The invention relates generally to analysis of defects in manufactured objects, and more particularly to a method of detecting defect patterns in semiconductor devices which have undergone manufacturing processes in which the semiconductor device has been oriented in a random manner relative to processing equipment.
Semiconductor manufacturing is a highly complex process, comprising on the order of several hundred individual manufacturing steps. In any given manufacturing step, numerous factors can lead to defects in the semiconductor wafers; for example, an improperly adjusted tool or contamination of the wafer. Given the complexity of the manufacturing process, with literally thousands of factors potentially resulting in a defect, it is known to employ statistical methods generally, and data mining in particular, in the analysis of defects in the semiconductor wafer manufacturing process.

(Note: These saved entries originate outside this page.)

PR #752, opened 2019-08-01
feat(molecule/select): implement readOnly property on MultipleSelection and SingleSelection

jordevo:
On mobile web, when tapping on a `MoleculeSelectFieldMultiSelection` or `MoleculeSelectFieldSingleSelection`, the input keyboard pops up.
The `readOnly` property prevents that from happening on the input component at an atomic level but it seemed like the molecules were not passing down that property. Now it is.
I've added markup to the `molecule/select` demo for that case. A demo can be found here: https://public.jordimunoz.now.sh

### DIFF
--- a/components/molecule/select/src/components/MultipleSelection.js
+++ b/components/molecule/select/src/components/MultipleSelection.js
@@ -22,6 +22,7 @@ const MoleculeSelectFieldMultiSelection = props => {
     keysSelection,
     id,
     size,
+    readOnly,
     optionsData = {}
   } = props
 
@@ -56,6 +57,7 @@ const MoleculeSelectFieldMultiSelection = props => {
         optionsData={optionsData}
         autocomplete="off"
         noBorder
+        readOnly={readOnly}
       />
       <MoleculeDropdownList
         checkbox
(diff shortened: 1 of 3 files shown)


danivm (approved):

AgonisticKatai (approved):

juanmaguitar:
I don't understand this task. If you check the current demos at https://sui-components.now.sh/workbench/molecule/select/demo you can verify that the final `input` rendered by react already has the proper `readonly` attribute.

Captura de pantalla 2019-08-02 a las 10 16 45

If the final purpose of this PR is to have the `readonly` attribute in the final `input` this is being done actually. 

Besides this **the internal `input` used by this component should always have this `readonly` attribute** (to avoid browser autocomplete for example), so this should be handled internally (the final developer shouldn't be worried about passing this extra `prop`)

juanmaguitar (changes requested):
https://github.com/SUI-Components/sui-components/pull/752#issuecomment-517608632

jordevo:
@juanmaguitar I'm afraid I might have been tinkering with an older version or something... I just knew about this https://github.com/SUI-Components/sui-components/pull/747 so I reckon this PR can be closed. Thanks! 👍

PR #759, opened 2019-08-08
refactor(atom/upload): hooks migration

juanmaguitar:
- 🌎 Online Demo → https://sui-components-atom-upload-hooks-migration.now.sh/workbench/atom/upload/demo

### DIFF
--- a/components/atom/upload/src/index.js
+++ b/components/atom/upload/src/index.js
@@ -1,6 +1,8 @@
-import React, {PureComponent} from 'react'
+import React, {lazy, Suspense} from 'react'
 import PropTypes from 'prop-types'
 import cx from 'classnames'
+
+const Dropzone = lazy(() => import('react-dropzone'))
 
 const STATUSES = {
   ACTIVE: 'active',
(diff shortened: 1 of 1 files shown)


components/atom/upload/src/index.js
```diff
@@ -16,70 +18,42 @@ const CLASS_BLOCK_TEXT_SECONDARY = `${CLASS_BLOCK_TEXT}-secondary`
...
-            onDrop={onDrop}
-          >
-            {this.renderStatusBlock(status)}
-          </Dropzone>
-        )
-      )
-    }
+  if (Object.values(STATUSES).includes(status)) {
+    return (
+      <Suspense fallback={null}>
```
midudev: 👀 I think this could break Server Side Rendering as Suspense is not supported on the server.

midudev: To fix this, it should be used only behind a state change with a useEffect.

juanmaguitar: Fixed! `Suspense` will never be rendered if `ready` is not true which is set only in `useEffect` that will not be executed in SSR

desko27 (approved):

midudev (approved):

Data mining is a process of searching large volumes of data for patterns. In the context of semiconductor wafer manufacturing processing operations (such as Chemical Mechanical Polishing (CMP) operations) in which defects resulting from the operation are detectable on the wafer surface, it is known to obtain a plurality of images, each of a surface (or portion thereof) of a wafer, and to combine the plurality of images into a single composite image. Non-random distributions of defects in the composite image may suggest, for example, a specific problem with a specific process, based on factors such as the type or the position of the distribution of defects.
A composite image formed as part of the known data mining process is meaningful if the defects are related by some common factor, such as the geometry of the manufactured object. That is, data from one manufactured object to another is comparable if the data is uniformly referenced to (or oriented with respect to) the invariant geometry of the manufactured objects. Stated otherwise, the composite data is meaningful if each of the plurality of images reflects each semiconductor wafer having been positioned relative to a given tool is a single, known orientation. While in some of the semiconductor manufacturing processes each wafer is oriented relative to the tool in the same way, this is not true of all manufacturing processes. For example, in a rotational polishing operation, the initial angular orientation of the semiconductor wafer relative to the polishing tool may be random. Thus, data pertaining to manufacturing operations in which orientation of the manufactured object relative to the manufacturing tool is random is less valuable for data mining.
A need exists, therefore, for a method and system to allow data from manufacturing processes in which a manufactured object is capable of being randomly positioned relative to a manufacturing tool to be oriented to a common reference for data mining analysis. Additionally, given that the defects of interest may cover a broad range of sizes from the micro to the macro, a method and system applicable to both localized defects (local scratches, buildup of foreign material, pullouts, or microbumps) as well as defects covering a larger portion of a surface of a semiconductor wafer (tool related defects such as film thicknesses over platen hotspots or CMP wafer holder non-uniformities) would be especially desirable.